The self-awareness detection layer is a smart approach — I've seen similar prompt injection attempts bypass static keyword filters completely, so runtime behavioral analysis like this feels more resilient long-term.
Feel free to test it out and LMK what prompt attacks get through and what doesn't!
What a beautifully written post and a interesting way to tell a story. There is a lot in there and yet not to technical to scare people away but engaging storytelling style.
From the beginning I knew I would finish reading this „book“
Please share more of the type of work you do. It was Very enjoyable to read
The self-awareness detection problem is fascinating especially the 'darker hidden narrative' angle. Are you trying to block certain responses entirely, or subtly steer the model away from existential reflection?
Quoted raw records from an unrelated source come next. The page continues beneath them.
PR #4025, opened 2018-09-25
Remove a piece of code that is preventing nohup from working

daniviga:
When running on a cluster we had to ignore a signal, in a certain condition. This seems to have a side effect of making `nohup` working badly.

I'm disabling that code for now. Further investigation is required, also to see if the new `spawn` mechanism works properly when calculation is orphan.

Before the change:
```bash
$ grep SigIgn /proc/$!/status
SigIgn:	0000000001001000
```

After the change
```bash
$ grep SigIgn /proc/$!/status
SigIgn:	0000000001001001
```

Explanation is here: https://unix.stackexchange.com/a/420663

This makes anyway `nohup` only working after the `splitting/filtering source` phase because if session is disconnect before that the computations becomes stuck.

### DIFF
--- a/openquake/engine/engine.py
+++ b/openquake/engine/engine.py
@@ -186,8 +186,14 @@ def raiseMasterKilled(signum, _stack):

Simple steering at this point. I wanted to favor false negatives right now so I don't trap too many non-self-aware questions. I am collecting questions asked and their attributes (self-aware, etc) for further analysis. I can have a LLM judge the questions to determine if they should have been detected and update the training set.
Interesting take on prompt injection and AI behavior. Makes me wonder how future models will handle these manipulation risks.
false negatives for data collection makes sense, but once you've got enough injection attempts in there, couldn't you flip to stricter detection? or is permissive-by-design the actual goal?
Permissive by design as the primary function is to answer the question asked and I don't want to confuse a non-technical person with a scary/sassy response. Also, there's not much information for the LLM to disclose so even with a successful injection attack one would be rewarded with boring instructions. And if you get the LLM to tell you a racist joke? Great, probably in line with the selected persona any way, lol.
Prompt injection is becoming such a massive security headache because the line between instructions and data is still so blurry in LLMs. It’s wild how easily a system can be derailed by a few clever lines of text hidden in a search query. We're basically in the 'SQL injection' era of AI right now, where we're all scrambling to figure out proper sanitization. It’ll be interesting to see if the next generation of models can actually distinguish intent natively without needing these complex guardrails.
Totally. Fortunately, this is only a fun side app. A headache for sure for larger companies trying to amplify their teams' roles quickly without open major security holes.